Published: 14 October 2011

Abstract

Background

Several studies have shown that genomes can be studied via a multifractal formalism. Recently, we used a multifractal approach to study the genetic information content of the Caenorhabditis elegans genome. Here we investigate the possibility that the human genome shows a similar behavior to that observed in the nematode.

Results

We report here multifractality in the human genome sequence. This behavior correlates strongly on the presence of Alu elements and to a lesser extent on CpG islands and (G+C) content. In contrast, no or low relationship was found for LINE, MIR, MER, LTRs elements and DNA regions poor in genetic information.
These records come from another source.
PR #1844, opened 2018-04-11
feature: improve ids management for association and fix invalid iri/uuid in SearchFilter

### LINKED ISSUE #775: Bug ? Get collection with filters and several IRI
Hi 

If I call: 

```
GET: votes?decision=/decision/2&creator=/users/1
```

capture d ecran 2016-09-28 a 16 57 28

I got that error: 

```
An exception occurred while executing 'SELECT count(DISTINCT v0_.id) AS sclr_0 FROM vote v0_ INNER JOIN decision d1_ ON v0_.decision_id = d1_.id WHERE d1_.id = ?' with params ["\/decisions\/414&creator=\/users\/43"]:

SQLSTATE[22P02]: Invalid text representation: 7 ERROR: invalid input syntax for integer: "/decisions/414&creator=/users/43"
```

And the route used is: 
capture d ecran 2016-09-28 a 16 32 52

However, if I do:

```
GET: votes?decision=2&creator=1
```

It's working 
Any idea of why I can't use filters with several IRI ?

Simperfit:
| Q             | A
| ------------- | ---
| Bug fix?      | yes
| New feature?  | no
| BC breaks?    | no
| Deprecations? | yes
| Tests pass?   | yes
| Fixed tickets | #775
| License       | MIT
| Doc PR        | 

This PRs update the ids management for association in the SearchFilter.

I've not updated the single at the moment because I think it should be done in another PR. 
This fixes #775.

Something I'm not sure is the behaviour, do we ignore the filter (this is the current implementation) or do we return 0 elements (like by replacing the invalid values with null instead of logging + return) ?

### DIFF
--- a/features/doctrine/search_filter.feature
+++ b/features/doctrine/search_filter.feature
@@ -20,37 +20,62 @@ Feature: Search filter on collections
     When I send a "GET" request to "/dummy_cars?colors.prop=red"
     Then the response status code should be 200
     And the JSON should be deep equal to:
-    """
+		"""
     {
-        "@context": "/contexts/DummyCar",
-        "@id": "/dummy_cars",
-        "@type": "hydra:Collection",
-        "hydra:member": [
+      "@context": "/contexts/DummyCar",
+      "@id": "/dummy_cars",
+      "@type": "hydra:Collection",
+      "hydra:member": [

Gene function, cluster of orthologous genes, metabolic pathways, and exons tended to increase their frequencies with ranges of multifractality and large gene families were located in genomic regions with varied multifractality. Additionally, a multifractal map and classification for human chromosomes are proposed.

Conclusions

Based on these findings, we propose a descriptive non-linear model for the structure of the human genome, with some biological implications. This model reveals 1) a multifractal regionalization where many regions coexist that are far from equilibrium and 2) this non-linear organization has significant molecular and medical genetic implications for understanding the role of Alu elements in genome stability and structure of the human genome. Given the role of Alu sequences in gene regulation, genetic diseases, human genetic diversity, adaptation and phylogenetic analyses, these quantifications are especially useful.